The entire bridge is conductive...no need to scratch the finish off(the bottom is mostly unfinished also). I just screw the bridge down on top of the wire and its done.

Depends on the guitar of course but usually I run it through the pickup cavity because the angle is easier to drill. It is completely up to the builder and makes no difference in the end.


----------



## VSK Guitars (Jul 1, 2014)

Same here... no need to solder to the bridge. I usually go straight to the control cavity with a long 1/8" bit, but as was said it really doesn't matter.

After the bridge is installed I give a little tug to the wire to make sure it's not going anywhere, and then test the continuity before going any further...


----------



## DraggAmps (Jul 2, 2014)

Awesome, thanks for the tips guys. Much easier than I was thinking. I knew there was something I was missing.


----------



## JuliusJahn (Jul 2, 2014)

Also, use a 1/4 auger bit like this and a socket around it to protect your body.


----------



## VSK Guitars (Jul 2, 2014)

JuliusJahn said:


> Also, use a 1/4 auger bit like this and a socket around it to protect your body.

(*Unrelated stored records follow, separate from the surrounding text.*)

PR #10156, opened 2018-01-14
auto-completion: add yasnippet-snippets

jackkamm:
`yasnippet` is no longer bundled with any snippets as of https://github.com/joaotavora/yasnippet/commit/b1ca2197062340d4c9e78442ea38957a96f968d4. Snippets have all been moved to a separate package `yasnippet-snippets` (https://github.com/AndreaCrotti/yasnippet-snippets). This change means that all the snippets previously available with auto-completion layer are gone. This PR adds these snippets back by adding the `yasnippet-snippets` package to auto-completion layer.

Note `yasnippet-snippets` does not need to be initialized with `use-package`; simply installing it and putting it in the load-path is enough for `yasnippet` to find the snippets.

### DIFF
--- a/layers/+completion/auto-completion/packages.el
+++ b/layers/+completion/auto-completion/packages.el
@@ -21,6 +21,7 @@
         (helm-c-yasnippet :requires helm)
         hippie-exp
         yasnippet
+        yasnippet-snippets
         auto-yasnippet
         smartparens
         ))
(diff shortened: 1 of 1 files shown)


duianto:
So that's why I was getting these two messages:
>[yas] Check your `yas-snippet-dirs': c:/Users/Username/AppData/Roaming/.emacs.d/elpa/26.0/develop/yasnippet-20180111.1533/snippets is not a directory
[yas] Prepared just-in-time loading of snippets with some errors.  Check *Messages*.

Thanks for providing a solution.

syl20bnr:
Very nice ! Thank you ! 👍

A 1/4" auger bit is overkill for a ground wire and kind of asking for trouble...
Pick up a 12" long 1/8" standard drill bit at any hardware store for about $8...
Easier to control and much safer for the guitar and you don't need to mess around with sockets or tubes...


----------



## JuliusJahn (Jul 2, 2014)

Swirltop said:


> A 1/4" auger bit is overkill for a ground wire and kind of asking for trouble...
> Pick up a 12" long 1/8" standard drill bit at any hardware store for about $8...
> Easier to control and much safer for the guitar and you don't need to mess around with sockets or tubes...

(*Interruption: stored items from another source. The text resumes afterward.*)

PR #12616, opened 2019-08-11
update org-layer: helm-org is now a separate package

simonpintarelli:
helm-org has been moved to a separate package. Update org-layer accordingly.


smile13241324:
Thanks for the quick fix :+1:. I have cherry-picked your commit into develop, you can safely remove your branch.

PR #12625, opened 2019-08-16
Switch recreated messages buffer to evil-normal-state

duianto:
If the messages buffer is deleted.
When it's recreated, then it opens in evil-evilified-state
where the evil keys `w` and `b` are undefined.


duianto:
I updated this to only switch to `normal` state if the messages buffer is evilified:
```elisp
    (when (evil-evilified-state-p)
      (evil-normal-state))
```
The initial suggestion was to switch `evil-normal-state` if the editing style is `vim` or `hybrid`, but then it would have tried to switch every time the messages buffer was opened.
```elisp
    (when (memq dotspacemacs-editing-style '(vim hybrid))
      (evil-normal-state))
```

smile13241324:
Thank you for contributing to spacemacs :purple_heart:, cherry-picked into develop.

PR #12634, opened 2019-08-18
[golang] Update README with a new gocode link

signalpillar:
# Problem

The recommended `github.com/nsf/gocode` doesn't work properly and causes error on completion

```
Company: An error occurred in auto-begin
Company: backend company-go error "Wrong type argument: stringp, nil" with args (candidates )
```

I just use the 1/4 because I have it, and it does the job just fine. I just use it as well for going to each pickup and to the control cavity. I also don't have the local stores OP might, so I almost always go immediately to LeeV.


----------



## VSK Guitars (Jul 3, 2014)

JuliusJahn said:


> I just use the 1/4 because I have it, and it does the job just fine. I just use it as well for going to each pickup and to the control cavity. I also don't have the local stores OP might, so I almost always go immediately to LeeV.



I'm sure it works great for you, especially since you have experience with auger bits already. 
IMHO for someone new to the game standard drill bits in 12" lengths make a lot more sense than auger bits.
Auger bits can get away from you real fast if you're not used to them, standard bits go exactly where you point them.
Just a little less prone to wandering, and mucking up a nice guitar top for someone new to drilling holes in expensive wood


----------



## Pikka Bird (Jul 6, 2014)

You can make a simple drilling jig from a short piece of pvc tube with the same inside diameter as your drill, just cut off a wedge of the tube matching the angle you want your hole to be. Then you simply use a liberal slathering of masking tape to attach it onto the face of the guitar in line with where you want your hole to go, so it's jutting out and waiting for drill bit penetration. It's not a bomb-proof construction but it'll make a rather clean looking hole and prevent your drill from skidding across the surface when you start the hole.

Otherwise you'll wanna start vertically and then lean your drill into it when you know it's far enough in to have something to eat into.


----------